• _WHAT THE TASK ASKS_
Find the string "discoverLayoutAndCreateSnapshot" in the data, then copy every line where it is found.

** Opening MATERIAL FOR THIS TASK block **

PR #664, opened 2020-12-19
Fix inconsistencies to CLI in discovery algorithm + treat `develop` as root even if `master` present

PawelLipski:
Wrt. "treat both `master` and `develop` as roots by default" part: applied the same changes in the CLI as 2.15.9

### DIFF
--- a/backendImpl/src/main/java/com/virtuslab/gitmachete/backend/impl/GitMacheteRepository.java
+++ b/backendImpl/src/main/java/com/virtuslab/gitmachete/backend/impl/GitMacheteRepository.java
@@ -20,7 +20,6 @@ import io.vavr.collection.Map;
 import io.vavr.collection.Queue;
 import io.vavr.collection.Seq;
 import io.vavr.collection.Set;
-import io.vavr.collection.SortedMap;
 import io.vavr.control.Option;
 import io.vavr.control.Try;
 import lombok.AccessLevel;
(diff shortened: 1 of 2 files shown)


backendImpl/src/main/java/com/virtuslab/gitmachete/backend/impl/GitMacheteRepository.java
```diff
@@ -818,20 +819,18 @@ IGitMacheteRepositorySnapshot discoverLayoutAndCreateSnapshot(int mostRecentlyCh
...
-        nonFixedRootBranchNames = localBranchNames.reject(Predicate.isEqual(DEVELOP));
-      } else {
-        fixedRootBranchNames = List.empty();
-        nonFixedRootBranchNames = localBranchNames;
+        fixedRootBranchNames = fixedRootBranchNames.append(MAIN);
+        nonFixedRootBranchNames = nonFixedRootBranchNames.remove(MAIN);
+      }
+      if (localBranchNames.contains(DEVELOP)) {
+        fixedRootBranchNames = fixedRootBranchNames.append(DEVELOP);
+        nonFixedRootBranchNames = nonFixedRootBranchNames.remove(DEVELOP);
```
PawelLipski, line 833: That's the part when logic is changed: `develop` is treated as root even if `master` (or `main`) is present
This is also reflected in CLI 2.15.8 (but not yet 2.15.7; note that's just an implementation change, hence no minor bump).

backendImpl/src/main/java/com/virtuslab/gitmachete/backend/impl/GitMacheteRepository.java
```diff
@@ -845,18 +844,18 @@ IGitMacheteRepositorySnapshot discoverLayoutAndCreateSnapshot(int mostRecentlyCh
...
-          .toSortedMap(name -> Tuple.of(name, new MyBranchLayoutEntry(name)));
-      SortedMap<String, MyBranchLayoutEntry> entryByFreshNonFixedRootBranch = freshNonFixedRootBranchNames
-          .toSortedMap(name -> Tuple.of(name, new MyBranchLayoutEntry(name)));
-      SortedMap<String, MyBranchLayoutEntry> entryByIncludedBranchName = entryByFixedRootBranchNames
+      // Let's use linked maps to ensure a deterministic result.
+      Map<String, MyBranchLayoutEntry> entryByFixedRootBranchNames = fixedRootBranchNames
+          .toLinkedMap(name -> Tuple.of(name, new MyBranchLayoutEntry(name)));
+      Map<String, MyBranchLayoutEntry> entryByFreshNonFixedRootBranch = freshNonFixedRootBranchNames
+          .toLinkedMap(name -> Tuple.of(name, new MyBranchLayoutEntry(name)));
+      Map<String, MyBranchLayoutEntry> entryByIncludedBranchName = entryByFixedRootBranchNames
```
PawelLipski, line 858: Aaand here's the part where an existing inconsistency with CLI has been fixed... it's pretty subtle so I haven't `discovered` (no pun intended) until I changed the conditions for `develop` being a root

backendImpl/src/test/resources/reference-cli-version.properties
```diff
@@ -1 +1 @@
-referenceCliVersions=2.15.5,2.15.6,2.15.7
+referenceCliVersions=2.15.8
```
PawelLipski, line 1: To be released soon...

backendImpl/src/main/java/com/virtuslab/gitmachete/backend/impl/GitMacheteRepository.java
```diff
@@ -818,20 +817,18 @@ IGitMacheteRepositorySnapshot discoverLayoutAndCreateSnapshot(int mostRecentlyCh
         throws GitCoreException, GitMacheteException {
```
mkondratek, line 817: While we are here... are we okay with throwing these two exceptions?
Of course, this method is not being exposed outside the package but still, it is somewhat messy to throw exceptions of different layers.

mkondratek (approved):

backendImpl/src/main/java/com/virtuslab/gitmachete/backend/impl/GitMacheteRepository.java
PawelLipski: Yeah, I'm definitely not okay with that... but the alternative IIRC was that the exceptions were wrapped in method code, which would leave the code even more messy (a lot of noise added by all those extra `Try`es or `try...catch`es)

** Closing MATERIAL FOR THIS TASK block **
** Opening MATERIAL FOR THIS TASK block **

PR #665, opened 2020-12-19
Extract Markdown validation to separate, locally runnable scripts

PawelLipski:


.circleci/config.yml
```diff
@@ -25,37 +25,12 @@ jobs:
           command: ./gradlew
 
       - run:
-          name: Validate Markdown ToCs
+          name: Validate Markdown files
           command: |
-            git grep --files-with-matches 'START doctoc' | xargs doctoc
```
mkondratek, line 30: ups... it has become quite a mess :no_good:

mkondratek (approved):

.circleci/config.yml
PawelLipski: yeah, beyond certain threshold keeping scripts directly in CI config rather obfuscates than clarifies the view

** Closing MATERIAL FOR THIS TASK block **

• _TASK SOLUTION_
@@ -818,20 +819,18 @@ IGitMacheteRepositorySnapshot discoverLayoutAndCreateSnapshot(int mostRecentlyCh
@@ -845,18 +844,18 @@ IGitMacheteRepositorySnapshot discoverLayoutAndCreateSnapshot(int mostRecentlyCh
@@ -818,20 +817,18 @@ IGitMacheteRepositorySnapshot discoverLayoutAndCreateSnapshot(int mostRecentlyCh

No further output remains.